• [Problem to solve]
Report every line of the data that includes "checks".

• [Material provided]
PR #1255, opened 2021-06-18
Add some more tests and checks

Yash-10:
This pull request is a continuation of addition of some tests and checks.

- The altitude checks were added to prevent creation of an orbit with negative altitude. This might yield unexpected results at some places, for example, in the lithobrake event.

**Questions**

- It looks like `@pytest.mark.skipif("czml3" not in sys.modules, reason="requires czml3")` gets repeated for each test in `test_czml.py`. Could we instead have a global `pytestmark` to skip the whole module if `czml3` is not installed?

```python
pytestmark = pytest.mark.skipif("czml3" not in sys.modules)
```

- `ALL_PROPAGATORS` in `twobody/propagation.py`  seem to not contain `markley` and `danby`. This seems to be contrary to the name of the variable. Is this expected? If not, should we include all the propagators in `ALL_PROPAGATORS`?

- In #1253, you had advised to make `expected_doc` as a fixture. It seems that there are more `expected_doc`'s inside the tests. Is it necessary to have a fixture for each of them?

@astrojuanlu Could you let me know what do you think about the above questions?

Thanks!

### DIFF
--- a/src/poliastro/twobody/propagation.py
+++ b/src/poliastro/twobody/propagation.py
@@ -74,9 +74,9 @@ def cowell(k, r, v, tofs, rtol=1e-11, *, events=None, f=func_twobody):
 
     Note
     -----
-    This method uses a Dormand & Prince method of order 8(5,3) available
-    in the :py:class:`poliastro.integrators` module. If multiple tofs
-    are provided, the method propagates to the maximum value and
+    This method uses the `solve_ivp` method from `scipy.integrate` using the
+    Dormand & Prince integration method of order 8(5,3) (DOP853).
+    If multiple tofs are provided, the method propagates to the maximum value and
     calculates the other values via dense output
 
     """
@@ -501,5 +501,5 @@ HYPERBOLIC_PROPAGATORS = [
     cowell,
 ]
 ALL_PROPAGATORS = list(
-    set(ELLIPTIC_PROPAGATORS) & set(PARABOLIC_PROPAGATORS) & set(HYPERBOLIC_PROPAGATORS)
+    set(ELLIPTIC_PROPAGATORS + PARABOLIC_PROPAGATORS + HYPERBOLIC_PROPAGATORS)
 )
--- a/src/poliastro/twobody/propagation.py
+++ b/src/poliastro/twobody/propagation.py
@@ -451,7 +451,7 @@ def propagate(orbit, time_of_flight, *, method=farnocchia, rtol=1e-10, **kwargs)
     # Check if propagator fulfills orbit requirements
     if orbit.ecc < 1.0 and method not in ELLIPTIC_PROPAGATORS:
         raise ValueError(
-            "Can not use an parabolic/hyperbolic propagator for elliptical orbits."
+            "Can not use an parabolic/hyperbolic propagator for elliptical/circular orbits."
         )
     elif orbit.ecc == 1.0 and method not in PARABOLIC_PROPAGATORS:
         raise ValueError(
@@ -472,10 +472,6 @@ def propagate(orbit, time_of_flight, *, method=farnocchia, rtol=1e-10, **kwargs)
         rtol=rtol,
         **kwargs
     )
-
-    # TODO: Turn these into unit tests
-    assert rr.ndim == 2
-    assert vv.ndim == 2
 
     cartesian = CartesianRepresentation(
         rr, differentials=CartesianDifferential(vv, xyz_axis=1), xyz_axis=1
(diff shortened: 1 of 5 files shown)


jorgepiloto:
The logic when building the `ALL_PROPAGATORS` macros is wrong! 😱

We are only including the propagators which are shared among the elliptic, parabolic and hyperbolic ones. Thank you for noticing this @Yash-10! 🚀

jorgepiloto:
This could be fixed by doing:

```python
ALL_PROPAGATORS = set(ELLIPTIC_PROPAGATORS + PARABOLIC_PROPAGATORS + HYPERBOLIC_PROPAGATORS)
```

Yash-10:
Thanks @jorgepiloto for your answer! Also, while we were on that module, I noticed that the "Note" inside `cowell`'s docstring mentioned `poliastro.integrators`. I thought it was removed some time back and I hence changed the docstring to mention scipy's `solve_ivp`.

src/poliastro/twobody/propagation.py
```diff
@@ -74,9 +74,9 @@ def cowell(k, r, v, tofs, rtol=1e-11, *, events=None, f=func_twobody):
 
     Note
     -----
-    This method uses a Dormand & Prince method of order 8(5,3) available
-    in the :py:class:`poliastro.integrators` module. If multiple tofs
-    are provided, the method propagates to the maximum value and
+    This method uses the `solve_ivp` method from `scipy.integrate` using the
+    Dormand & Prince integration method of order 8(5,3) (DOP853).
+    If multiple tofs are provided, the method propagates to the maximum value and
```
jorgepiloto, line 79: I would also say in here the following:

```
... propagates to the maximum value (unless a terminal event is defined) and calculates ...
```

tests/tests_twobody/test_propagation.py
```diff
@@ -463,3 +463,22 @@ def test_propagator_with_zero_eccentricity(propagator):
     assert_quantity_allclose(orbit.inc, res.inc)
     assert_quantity_allclose(orbit.raan, res.raan)
     assert_quantity_allclose(orbit.argp, res.argp)
+
+
+@pytest.mark.parametrize("propagator", ALL_PROPAGATORS)
+def test_after_propagation_r_and_v_dimensions(propagator):
```
jorgepiloto, line 469: This is not required, there is a test already checking for `ALL_PROPAGATORS`, see:

https://github.com/poliastro/poliastro/blob/0a0c00559a36ce9779f824738773bc7e98a6697c/tests/tests_twobody/test_propagation.py#L105-L106

jorgepiloto (changes requested):
Just some suggestions. After those, this is ready to be merged by my side 👍🏽

tests/tests_twobody/test_propagation.py
Yash-10: The motivation for adding this test was this line: https://github.com/poliastro/poliastro/blob/main/src/poliastro/twobody/propagation.py#L476. I noticed that below the "TODO"'s, there was an assert condition inside the source code. I though it would be good to turn it into its own test.  Also, this method uses the propagator method directly and not the propagation method of an orbit. Hence, after adding this test, the assert condition in `src` was removed.

What do you think about adding this test?

src/poliastro/twobody/propagation.py
Yash-10: Thanks for this!

astrojuanlu:
About having a global marker: yes, absolutely! I didn't know having a `pytestmark` would "apply marks at the module level" https://docs.pytest.org/en/6.2.x/example/markers.html#marking-whole-classes-or-modules

In #1253 I suggested to make `expected_doc` a fixture in case we wanted to reuse it for more than 1 test. If not, every test can have their own `expected_doc` and that's fine.

tests/tests_twobody/test_propagation.py
astrojuanlu: I'm +1 on adding this test and removing the `assert`!

astrojuanlu (approved):
This looks good to me! Ready to merge, unless @Yash-10 wants to make some extra additions (like the global pytest marker)

astrojuanlu:
(And pending on the comment @jorgepiloto left)

Yash-10:
Thanks @astrojuanlu I added the global pytest marker.

tests/tests_twobody/test_propagation.py
jorgepiloto: Oh, I see. Thanks for the clarification @Yash-10!

jorgepiloto (approved):
All modifications looking good, approving this 👍🏽

PR #1073, opened 2021-01-12
Changed Docs to Markdown Format from reStructuredText Format

DhruvSondhi:
Hello, 
This PR aims to propose the idea of migration of the documentation from `.rst` format to `.md` format for easier editing & maintenance :smile: 
Implements #977

PR #978, opened 2020-06-17
Switch to Jupytext

jorgepiloto:
Solves for #727 by switching `*.ipynb` files to `*.md` ones with the help of Jupytext.

PR #1260, opened 2021-06-22
DOC: remove myst_parser extension

mgeier:
I'm not quite sure how `nbsphinx` and `myst_parser` interact, but I think latter isn't needed (because it is used only indirectly by Jupytext).

I haven't installed everything locally, so I'll try it here with the RTD integration.

### DIFF
--- a/docs/source/conf.py
+++ b/docs/source/conf.py
@@ -52,7 +52,6 @@ extensions = [
     'sphinx.ext.graphviz',  # Dependency diagrams
     'notfound.extension',
     'hoverxref.extension',
-    'myst_parser',
 ]
 
 # Hoverxref Extension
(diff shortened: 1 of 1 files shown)


chrisjsewell:
@mgeier how do you think all the Markdown files get passed lol

mgeier:
OK, it does *not* work, because `myst_parser` is used to parse the `*.md` files (as @chrisjsewell mentioned above). I guess some of them could be handled with `nbsphinx` (see https://nbsphinx.readthedocs.io/a-markdown-file.html), but this would not work with `changelog.md`, which uses MyST syntax.

mgeier:
It also doesn't work with `gallery.md` and `background.md`, because they also use MyST syntax.

This concludes my experiments.

See https://github.com/spatialaudio/nbsphinx/issues/420 for further discussion.

astrojuanlu:
Yep, we use `myst_parser` to have our narrative documentation in MyST (unrelated to the notebook parsing, as far as I understand)

astrojuanlu:
In fact, we did this in two steps: first we used jupytext to store the notebooks in `.md` format https://github.com/poliastro/poliastro/pull/978, then we migrated to MyST https://github.com/poliastro/poliastro/pull/1073

PR #1261, opened 2021-06-22
DOC: parse notebooks with MyST-NB

mgeier:
This is another experiment, see #1260.

Again, I'm not sure whether that works, and it might need a few iterations with RTD.

### DIFF
--- a/docs/source/conf.py
+++ b/docs/source/conf.py
@@ -83,6 +83,7 @@ templates_path = ['_templates']
 
 # The suffix of source filenames.
 source_suffix = {
+    '.rst': 'restructuredtext',  # https://github.com/readthedocs/sphinx-autoapi/issues/294
     '.mystnb': 'myst-nb',
 }
 
--- a/docs/source/conf.py
+++ b/docs/source/conf.py
@@ -85,6 +85,7 @@ templates_path = ['_templates']
 source_suffix = {
     '.rst': 'restructuredtext',  # https://github.com/readthedocs/sphinx-autoapi/issues/294
     '.mystnb': 'myst-nb',
+    '.ipynb': 'dummy',
 }
 
 # Warning suppresses
--- a/docs/source/conf.py
+++ b/docs/source/conf.py
@@ -82,7 +82,9 @@ autodoc_member_order = 'bysource'
 templates_path = ['_templates']
 
 # The suffix of source filenames.
-source_suffix = ['.rst' , '.md']
+source_suffix = {
+    '.mystnb': 'myst-nb',
+}
 
 # Warning suppresses
 suppress_warnings = ['image.nonlocal_uri']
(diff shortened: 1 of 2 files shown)


astrojuanlu:
Oh wow, it failed because of pip trying to resolve some dependencies... I would love to see the continuation of this experiment. I can lend a hand tomorrow.

astrojuanlu:
I waited 90 minutes locally, then both ran out of patience and saw the response to pypa/pip#10092 :) So, this is the culprit:

```
$ pip check
sphinx-rtd-theme 0.5.2 has requirement docutils<0.17, but you have docutils 0.17.1.
myst-nb 0.12.3 has requirement myst-parser~=0.13.5, but you have myst-parser 0.15.1.
myst-nb 0.12.3 has requirement nbconvert~=5.6, but you have nbconvert 6.1.0.
```

According to https://github.com/executablebooks/MyST-NB/issues/333#issuecomment-855382132,

> You can already use myst-nb==0.13.0a1 and yes we will be releasing myst-nb 0.13 "proper" shortly :crossed_fingers:

And, indeed, with that change the installation succeeds locally.

astrojuanlu:
```
Extension error:
source_suffix '.ipynb' is already registered
```

mgeier:
Thanks for fixing the previous error!

The current error is because both `nbsphinx` and `myst_nb` register the `.ipynb` suffix, which in the vast majority of cases totally makes sense.

Here it's causing problems, even though, ironically, no `.ipynb` files are used at all.

astrojuanlu:
I see! Would it make sense to (for the sake of the experiment) replace nbsphinx with myst-nb? However I understand that the example gallery will fail... so I don't know if we will get very far.

mgeier:
> Would it make sense to (for the sake of the experiment) replace nbsphinx with myst-nb?

Yes, that's what I'm trying to do here. I didn't expect there to be that many stumbling blocks.

I'm trying at https://github.com/spatialaudio/nbsphinx/pull/578 to accept an override for `.ipynb`.

> However I understand that the example gallery will fail...

I expect the thumbnails to fail, but maybe the gallery itself will work?

astrojuanlu:
It's working now! Build should be up soon

astrojuanlu:
https://poliastro--1261.org.readthedocs.build/en/1261/

astrojuanlu:
So, if I understand correctly, now we are using MyST-NB to parse the notebooks instead of jupytext through nbsphinx?

mgeier:
Cool!

As expected, the thumbnails are missing (except the once specified in `conf.py`): https://poliastro--1261.org.readthedocs.build/en/1261/gallery.html

mgeier:
> So, if I understand correctly, now we are using MyST-NB to parse the notebooks instead of jupytext through nbsphinx?

Yes. At least that's how I understand it.

mgeier:
MyST doesn't seem to support `<div class="alert alert-info">` boxes, see the bottom of https://poliastro--1261.org.readthedocs.build/en/1261/examples/Analyzing%20NEOs.html.
AFAIK, they have a different markup for admonitions (which doesn't work in JupyterLab, though).

astrojuanlu:
I think this experiment is complete @mgeier ? I summarized my findings here https://docs.readthedocs.io/en/stable/guides/jupyter.html (and we are sticking with nbsphinx in poliastro)

mgeier:
Yes, as far as I'm concerned, this experiment is complete. It led to an improvement in `nbsphinx` (https://github.com/spatialaudio/nbsphinx/pull/578), which is great.

Thanks for writing the guide, I think this is really helpful!

PR #1262, opened 2021-06-27
Allow Plotly 5

astrojuanlu:
This should result in better performance and easier installation.


astrojuanlu:
Locally I get a `Uncaught ReferenceError: require is not defined` on JupyterLab. However, standalone `plotly.graph_objects.Figure` objects work without problems. Investigating.

astrojuanlu:
We were using the wrong renderer in one of the notebooks. Fixing.

astrojuanlu:
Plots look good in the documentation 👍🏽 will let this auto-merge

PR #1264, opened 2021-06-27
Some docstring changes and an error check

Yash-10:
The core propagation docstrings mentioned astropy units instead of floats. 

The `get_mean_elements` accessed the `name` property without checking for the body. As a result, the logic didn't seem to go the `except` block and instead raised an in-built python error if `None` was passed as the `body`, for example. Would having a custom error help in such a case?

• [Response to this task]
Add some more tests and checks
This pull request is a continuation of addition of some tests and checks.
- The altitude checks were added to prevent creation of an orbit with negative altitude. This might yield unexpected results at some places, for example, in the lithobrake event.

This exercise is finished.